Zwei nordische Weisen für Streichorchester op. 63

Eilif Peterssen: Portrait of the Composer Edvard Grieg, 1891.
Quelle: Wikimedia Commons, National Museum of Art, Architecture and Design, Oslo.
Public Domain.
Edvard Grieg gilt als der bedeutendste norwegische Komponist. Sein bekanntestes Werk «Peer Gynt» bzw. die daraus von ihn erstellten Suiten, brachten ihm nicht nur den Ruf eines Nationalkomponisten ein, sondern machte ihn auch weltberühmt. Die Melodien daraus zählen heute zu den Evergreens, die in Filmen und Werbungen zum Einsatz kommen.

«Im Volkston»

Der Kassenschlager «Peer Gynt» bildet dabei allerdings eine Ausnahme im Werke Griegs: denn eigentlich schrieb Grieg eher kammermusikalische Stücke als grosse, monumentale Werke. Inspiration fand er dabei in der Volksmusik seiner Heimat. Dieser Einfluss ist auch in seinen «Zwei nordischen Weisen» für Streichorchester op. 63 deutlich zu erkennen. Wobei dies jedoch nicht bedeutet, dass Grieg die norwegische Volksmusik immer direkt zitierte. Schon die Bezeichnung des ersten Satzes, «Im Volkston», verrät uns, dass es sich dabei nicht um die Bearbeitung eines traditionellen Stücks handelt, sondern um eine Komposition im Stil der Volksmusik. Tatsächlich zitierte Grieg hier nämlich kein Volkslied, sondern ein Werk des Diplomaten und Amateurmusikers Fredrik Due (1853–1906). 1894 hatte dieser eine Sammlung von Stücken an Grieg gesandt. Anscheinend war Grieg von einer besonders bewegenden, 16-taktigen Melodie so angetan, dass er sie in ein eigenes Werk verwandelte. Bei der Uraufführung am 12. Oktober 1895 trug die damals noch eigenständige Komposition daher den Namen «Legende für Streichorchester über eine Melodie von Fr. Due». Und auch wenn der Bezug aus der Satzbezeichnung nun nicht mehr herauszulesen ist, zieren folgende Worte zu den «Nordischen Weisen» noch heute die Noten: «Seiner Excellenz Herrn Fr. Due k. norwegisch-schwedischer Botschafter in Paris gewidmet».

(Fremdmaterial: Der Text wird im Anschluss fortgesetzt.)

Issue #1556, opened 2025-08-04
Remove hard coded CAPICAPIRELEASE when uplifting to CAPI v1.11.0-beta/rc/stable


tuminoid:
Reminder task to remove hard coded CAPICAPIRELEASE when uplifting to CAPI v1.11.0-beta/rc/stable.

Ref: https://github.com/metal3-io/metal3-dev-env/pull/1551

/assign @adilGhaffarDev 
/triage accepted

PR #1566, opened 2025-09-01
🌱 Remove hard coded version of CAPIRELEASE

adilGhaffarDev:
Capi minor is released, we can remove the hard-coded version of CAPIRELEASE.

Fixes: https://github.com/metal3-io/metal3-dev-env/issues/1556


tuminoid (commented):
/approve

PR #1567, opened 2025-09-04
Add NAT64 to enable IPv6 provision in v4 only host

nuhakala:
This adds
- Tayga as NAT64 service
- Bind9 and configure it as local DNS server with DNS64
- IPv6 specific addresses and logic to cluster, controlplane, and worker templates
- Updates vars.md with new variables
- Updates CNI configuration for IPv6

Why we need this? Previously IPv6 support was added so that the dev env could create bare metal hosts over IPv6. This PR extends that so that we can also provision the bare metal hosts over IPv6 and the provisioned images will be IPv6 only. The tricky part is that our CI environment does not support IPv6 natively, so the VMs cannot access internet over IPv6 and hence also cannot download Kubernetes images and other needed images to set up cluster.

Introducing NAT64/DNS64 solves that issue. It essentially allows the dev env to be deployed with IPv6 only scenario on IPv4 host. Furthermore, this PR introduces required changes to the templates so that they are configured to use IPv6.

**NOTE!** Running `make test` does not pass yet. However, these changes should allow IPv6 only BMH to be provisioned with operating system and creating a K8s cluster in those BMHs. Only working with centos node images.

Other not directly related changes that could actually be in their own PR:
- Moving the docker daemon template in `vm-setup/roles/packages_installation/files/daemon.json` to `vm-setup/roles/packages_installation/templates/daemon.json` to better reflect the purpose of the file.
- Fixing kubernetes yum repository address in template.

Other considerations
- Currently tests failed after pivoting the control plane components to target cluster. In this step the target cluster needs to create pods for capm3 and other metal3 related components, but this failed because crio inside the target VM was not able to resolve IPv6 address in the registry address. So pulling images failed with `cannot parse input: [fd55::1]:5000/localimages/cluster-api-provider-metal3:main`. I manually tested this and crio was able to pull images after creating a hostname in `/etc/hosts` and specifying that hostname instead of bare IPv6 address.
- I had to change `CLUSTER_APIENDPOINT_HOST` into `CLUSTER_APIENDPOINT_IP` in some templates, because having brackets around the IPv6 address caused errors.
- Introducing domain names would solve both these problems, but do we want to spend time on that. Though as this PR introduces proper DNS server, and configures the environment to use that, using local domain names could be feasible.


nuhakala:
/cc @Rozzii @tuminoid 

This PR is quite big so I can also split it into smaller PRs.

The IPv6 is not ready in dev env after this, but I just want to have some feedback and discussion on how to do the DNS stuff.

The bot already pinged @elfosardo but you might also want to test this on your tests, because this is quite big and introduces new moving parts.

tests/roles/run_tests/templates/main/metal3datatemplate-template.yaml
```diff
@@ -66,5 +66,5 @@ spec:
         - 8.8.8.8
 {% endif %}
 {% if IP_STACK == 'v6' or IP_STACK == 'v4v6' %}
-        - 2001:4860:4860::8888
+        - {{ LOCAL_DNS_V6 }}
```
nuhakala, line 73: This is little controversial. I don't think that it really matters inside the dev env, as it does not really use IPv6 itself, but this might break some users use case.

tests/roles/run_tests/templates/main/cluster-template-workers-kubeadm-config-centos.yaml
```diff
@@ -1,5 +1,7 @@
 # CentOS specific worker kubeadm config
 preKubeadmCommands:
+  - sysctl -w net.ipv6.conf.all.forwarding=1
```
terror96, line 4: Would there be need to guard all changes (in this file) to inside `{% if IP_STACK == "v6" %}`?

tests/roles/run_tests/templates/main/cluster-template-controlplane-kubeadm-config-centos.yaml
```diff
@@ -1,5 +1,7 @@
 # CentOS specific controlplane kubeadm config
 preKubeadmCommands:
+  - sysctl -w net.ipv6.conf.all.forwarding=1
```
terror96, line 4: Would there be need to guard all changes (in this file) to inside `{% if IP_STACK == "v6" %}`?

tests/roles/run_tests/templates/main/cluster-template-controlplane-kubeadm-config-centos.yaml
```diff
@@ -66,7 +68,11 @@ files:
           priority 101
           advert_int 1
           virtual_ipaddress {
-              {{ CLUSTER_APIENDPOINT_HOST }}
+{% if IP_STACK == "v6" %}
+{# According to VRRP, link local address should come first with v6 #}
+              {{ CLUSTER_APIENDPOINT_LINK_LOCAL }}
+{% endif %}
+              {{ CLUSTER_APIENDPOINT_IP }}
```
terror96, line 77: Same as earlier: is there an ...

tests/roles/run_tests/templates/main/cluster-template-cluster.yaml
```diff
@@ -25,7 +25,7 @@ metadata:
   namespace: ${ NAMESPACE }
 spec:
   controlPlaneEndpoint:
-    host: ${ CLUSTER_APIENDPOINT_HOST }
+    host: ${ CLUSTER_APIENDPOINT_IP }
```
terror96, line 28: Is there an original setup where we would prefer using CLUSTER_APIENDPOINT_HOST?

tests/roles/run_tests/vars/main.yml
```diff
@@ -61,6 +62,7 @@ CALICO_MINOR_RELEASE: "{{ lookup('env', 'CALICO_MINOR_RELEASE') | default('v3.25
 CALICO_PATCH_RELEASE: "{{ lookup('env', 'CALICO_PATCH_RELEASE') | default('v3.25.1', true) }}"
 DOCKER_HUB_PROXY: "{{ lookup('env', 'DOCKER_HUB_PROXY') }}"
 WORKING_DIR: "{{ lookup('env', 'WORKING_DIR') | default('/opt/metal3-dev-env', true) }}"
+LOCAL_DNS_V6: "{{ lookup('env', 'LOCAL_DNS_V6') | default('fd00:abcd::1', true) }}"
```
terror96, line 68: How about keeping the original default value: '2001:4860:4860::8888' or is that some obsolete value?

vars.md
```diff
@@ -217,6 +222,10 @@ networking, the following additional steps are required:
 1. You need to replace the default IPv4 addresses with IPv6 addresses in the
    environment variables.
 
+Notice that if your host does not have support for native IPv6, you need to
```
terror96, line 227: "It would most likely be beneficial to support cases where NAT64 and DNS64 are deployed separately, because there could be scenarios where one uses a shared DNS64."

tests/roles/run_tests/vars/main.yml
```diff
@@ -61,6 +62,7 @@ CALICO_MINOR_RELEASE: "{{ lookup('env', 'CALICO_MINOR_RELEASE') | default('v3.25
...
```
terror96: Traditionally fd ULA-addresses have a 40-bit of Global ID: https://en.wikipedia.org/wiki/Unique_local_address ... yes, it can be zeros, but would still pick something else .... not that it really matters in this case.

vm-setup/roles/nat64/defaults/main.yml
```diff
@@ -0,0 +1,8 @@
+nat64_action: setup
+ENABLE_NAT64: "{{ lookup('env', 'ENABLE_NAT64') | default('false', true) }}"
+TEMPLATES_PATH: "{{ metal3_dir }}/vm-setup/roles/nat64/files"
+DNS_UPSTREAM: "{{ lookup('env', 'DNS_UPSTREAM') | default('10.1.0.2', true) }}"
+DNS64_PREFIX: "{{ lookup('env', 'DNS64_PREFIX') | default('fd00:ffff:ffff::/96', true) }}"
+# Local DNS is only used in IPv6 only env
+LOCAL_DNS_V4: "{{ lookup('env', 'LOCAL_DNS_V4') | default('127.0.0.2', true) }}"
+LOCAL_DNS_V6: "{{ lookup('env', 'LOCAL_DNS_V6') | default('fd00:abcd::1', true) }}"
```
terror96: Same ULA nit.

vm-setup/roles/nat64/tasks/teardown_nat.yml
```diff
@@ -0,0 +1,23 @@
...
+  shell:
+    cmd: "ip addr del {{ LOCAL_DNS_V4 }}/32 dev lo"
+  become: yes
+  ignore_errors: true
+
+- name: Delete DNS-server IPv6-address from loopback interface
+  shell:
+    cmd: "ip addr del {{ LOCAL_DNS_V6 }}/128 dev lo"
+  become: yes
+  ignore_errors: true
```
terror96, line 23: We could also add IPv4 and IPv6 addresses to the tunnel device in order to enable sending of ICMP(v6) messages. It is a stupid that the need to be added manually, because they also need to be specified in the tayga configuration file. Well, life is.

vm-setup/roles/nat64/templates/tayga.conf
```diff
@@ -0,0 +1,5 @@
+tun-device nat64
+ipv4-addr 192.168.255.1
+prefix {{ DNS64_PREFIX }}
+dynamic-pool 192.168.255.0/24
+data-dir /var/spool/tayga
```
terror96, line 5: Maybe also IPv6 address for ICMPv6 traffic.

vm-setup/roles/packages_installation/templates/daemon.json
```diff
@@ -1,4 +1,7 @@
 {
+{% if ENABLE_NAT64|bool %}
+    "dns": [ "{{ DOCKER_LOCAL_DNS_V6 }}" ],
+{% endif %}
     "ipv6": {{ DOCKER_IPV6_SUPPORT }},
     "fixed-cidr-v6": "fd00:d0c4::/32",
```
terror96: Not your doing, but I would stick to a minimum of a 48-bit prefix. See: https://en.wikipedia.org/wiki/Unique_local_address

terror96 (commented):
Minor comments & suggestions

tests/roles/run_tests/templates/main/cluster-template-workers-kubeadm-config-centos.yaml
nuhakala: Added.

tests/roles/run_tests/templates/main/cluster-template-cluster.yaml
nuhakala: This is rather annoying. Using host would be usually the way to go, but in this case if we add the brackets around IPv6 address to make it look like host, kubeadm errors and the cluster does not get connection.

Also, host names are not used anywhere, so it should not be a problem to use ATM, but of course moving to use host names later would be annoying.

tests/roles/run_tests/vars/main.yml
nuhakala: Should not be, changed that to be the default.

vars.md
nuhakala: I agree. But ATM nobody seems to use IPv6 anyway, so not sure if it makes sense to make this more complicated than needed.

tests/roles/run_tests/vars/main.yml
nuhakala: Changed this to the original address

vm-setup/roles/nat64/tasks/teardown_nat.yml
nuhakala: Yeah, that would be good, but again, I feel that introducing any extra complexity at this point is not really needed.

vm-setup/roles/packages_installation/templates/daemon.json
nuhakala: Actually, was my doing in a previous PR :D Anyway, fixed this also.

tuminoid:
Ping @nuhakala, will you pick this up again ?

PR #1581, opened 2025-10-16
:seedling: Fix PodCIDR replace in Calico manifest

peppi-lotta:
We are getting the calico manifest from https://raw.githubusercontent.com/projectcalico/calico/v3.30.3/manifests/calico.yaml and replacing the PodCIDR. You well see by reading the manifest that the line that is being replaced is actually commented out so the replace is not doing anything. This changes the code so that it replaces the value and un-comments the line. 
Also:
- Update calico version
- Simplify Calico version


adilGhaffarDev (approved):
/lgtm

«Kuhreigen und Bauerntanz»

Der zweite Satz, «Kuhreigen und Bauerntanz», basiert hingegen auf zwei «echten» Volksmelodien, die Grieg aus der Sammlung «Ältere und neuere Norwegische Bergmelodien» des norwegischen Komponisten, Organisten und Volksmelodien-Forschers Ludvig Mathias Lindemann (1812–1887) entnahm. Einige dieser Musiken hatte Grieg schon Jahrzehnte zuvor zu Klavierwerken verarbeitet, die europaweit zu Verkaufsschlagern geworden waren. Nun bediente er sich erneut zweier Stücke aus der Sammlung, nämlich der Nummern 22 («Lockruf – Kuhreigen aus Valdres») und 18 («Humoristischer Tanz»). Grieg gelang es eine Klangwelt aufzubauen, die norwegische Landschaften vor dem inneren Auge entstehen lässt und damals wie heute niemanden zweifeln lassen, weshalb er als «der» norwegische Komponist gilt.